15 Veroneserinnen beantworten jährlich 7000 Briefe, die an “Julia – Verona – Italien” gerichtet sind. “Du bist doch tot! Wieso kannst Du mir also antworten?” fragte der 13-jährige Peter aus der norddeutschen Provinz. Denn Julia beantwortete zu seiner Verwunderung einen Brief von ihm, in dem er hilflos erklärte, dass ihm seine erste großen Liebe verwehrt geblieben sei. Die Sache mit der historischen Julia ist ja auch wirklich nicht einfach… Die Julias der Jetztzeit sind höchst lebendig und heißen Cristina, Carlotta, Giovanna, Manuela und Elena.

Die Veroneser Sekretärinnen von Julia wissen natürlich Bescheid. Alle haben „Romeo und Julia“ gelesen oder auf der Bühne gesehen und auch den Hollywood-Streifen mit Leonardo di Caprio als Romeo und Claire Danes als Julia.

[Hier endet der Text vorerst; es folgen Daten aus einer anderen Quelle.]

PR #5, opened 2023-10-24
meminfo: Add meminfo corelens module

jianfenw:
This commit implements a meminfo corelens module that enables users to dump detailed statistics of the memory management subsystem. The output is similar to 'cat /proc/meminfo', which includes many aspects of the mm subsystem.

This module supports UEK 5, 6, and 7 and for both x86-64 and aarch64. It is tested for all these above settings. For each case, this meminfo module's output is compared against the output of `cat /proc/meminfo`. Results match closely with only small differences.

### DIFF
--- a/doc/api.rst
+++ b/doc/api.rst
@@ -119,3 +119,10 @@ drgn_tools.cmdline
 
 .. automodule:: drgn_tools.cmdline
    :members:
+
+
+drgn_tools.meminfo
+-----------------------
+
+.. automodule:: drgn_tools.meminfo
+   :members:
--- a/drgn_tools/meminfo.py
+++ b/drgn_tools/meminfo.py
@@ -1,0 +1,654 @@
+# Copyright (c) 2023, Oracle and/or its affiliates.
+# Licensed under the Universal Permissive License v 1.0 as shown at https://oss.oracle.com/licenses/upl/
+"""
+Helpers for dumping memory usage information and statistics
+"""
+import argparse
+import math
+from collections import UserDict
+from typing import Dict
+from typing import Iterator
+from typing import List
+
+import drgn
+from drgn import Object
+from drgn import Program
+from drgn.helpers.linux import list_for_each_entry
+from drgn.helpers.linux.percpu import percpu_counter_sum
+
+from drgn_tools.corelens import CorelensModule
+from drgn_tools.mm import totalram_pages
+from drgn_tools.util import has_member
+
+
+__all__ = ("show_all_meminfo", "get_all_meminfo")
+
+
+class StatDict(UserDict):
+    """A dictionary wrapper class to handle renaming of statistics items."""
+
+    renames = {
+        "NR_SLAB_RECLAIMABLE": "NR_SLAB_RECLAIMABLE_B",
+        "NR_SLAB_UNRECLAIMABLE": "NR_SLAB_UNRECLAIMABLE_B",
+        "NR_ANON_MAPPED": "NR_ANON_PAGES",
+        "NR_KERNEL_STACK_KB": "NR_KERNEL_STACK",
+    }
+
+    def __getitem__(self, key):
+        """
+        Some global statistics items's names was changed in the past. This
+        overwrites the default __getitem__ function to correct name for these.
+        """
+        if key in self.renames and key not in self.data:
+            key = self.renames[key]
+        return super().__getitem__(key)
+
+
+def _read_stats(prog: Program, arr_name: str, enum: str) -> UserDict:
+    """
+    Read counters from a global statistics array with name ``arr_name``.
+    Parse all statistics items that are indexed by ``enum`` and store results
+    in a dictionary.
+
+    :param prog: drgn program
+    :param arr_name: The global statistics array's variable name
+    :param enum: The global statistics array's corresponding enum type
+    :returns: A dictionary that contains all statistics items in the array
+    """
+    arr = prog[arr_name].read_()
+    enum_obj = prog.type(enum)
+    stats = StatDict()
+    # Skip the last item, which is the length of the array
+    for name, value in enum_obj.enumerators[:-1]:
+        stats[name] = max(0, arr[value].counter.value_())
+    return stats
+
+
+def get_global_mm_stats(prog) -> UserDict:
+    """
+    Read counters from ``vm_zone_stat``, ``vm_node_stat``, and ``vm_numa_stat``
+    for global zone/node page statistics. All statistics values are stored in
+    a customized dictionary, as this function's return.
+
+    :param prog: drgn program
+    :returns: A dictionary that contains all global statistics items
+    """
+    try:
+        stats = _read_stats(prog, "vm_zone_stat", "enum zone_stat_item")
+    except KeyError:
+        stats = _read_stats(prog, "vm_stat", "enum zone_stat_item")
+    try:
+        node_stat = _read_stats(prog, "vm_node_stat", "enum node_stat_item")
+        stats.update(node_stat)
+    except KeyError:
+        pass
+    try:
+        numa_stat = _read_stats(prog, "vm_numa_stat", "enum numa_stat_item")
+        stats.update(numa_stat)
+    except KeyError:
+        pass
+    return stats
+
+
+def get_mm_constants(prog: Program) -> Dict[str, int]:
+    """
+    Parse the systemwise and architecture-specific parameters that are relevant
+    to the kernel's memory subsystem. Results are cached in a dictionary.
+
+    :param prog: drgn program
+    :returns: A dictionary that contains relevant systemwise parameters
+    """
+    cache = prog.cache.setdefault("drgn_tools.meminfo", {})
+    mm_consts = cache.get("mm_constants", {})
+    if not mm_consts:
+        mm_consts = {}
+
+        # Determine max numbers of NUMA nodes and memory zones in a node.
+        # In mm/mempolicy.c, ``preferred_node_policy`` is defined as the following:
+        # "static struct mempolicy preferred_node_policy[MAX_NUMNODES];"
+        # Also, ``MAX_NUMNODES`` equals to (1 << NODES_SHIFT).
+        mm_consts["MAX_NUM_NODES"] = len(prog["preferred_node_policy"])
+        mm_consts["NODES_SHIFT"] = int(math.log2(mm_consts["MAX_NUM_NODES"]))
+        mm_consts["MAX_NUM_ZONES"] = prog["__MAX_NR_ZONES"].value_()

Julia-Verona-Italien: Der Mythos antwortet“William Shakespeare war nie in Verona und hat unsere Stadt dennoch berühmt gemacht. Mit ‚Romeo und Julia‘ schrieb er die wohl größte Liebesgeschichte aller Zeiten, wenngleich er sie nicht einmal ersonnen hat: Luigi da Porto erfand schon 1524 die Figuren Romeo und Julia”, sagt Manuela Uber, die seit 1995 Briefe an Julia beantwortet. „Die Geschichte war so möglich, sie ist glaubhaft, jedoch nicht bewiesen. Romeo und besonders Julia wurden aber dadurch zum Mythos“, meint die 53-Jährige.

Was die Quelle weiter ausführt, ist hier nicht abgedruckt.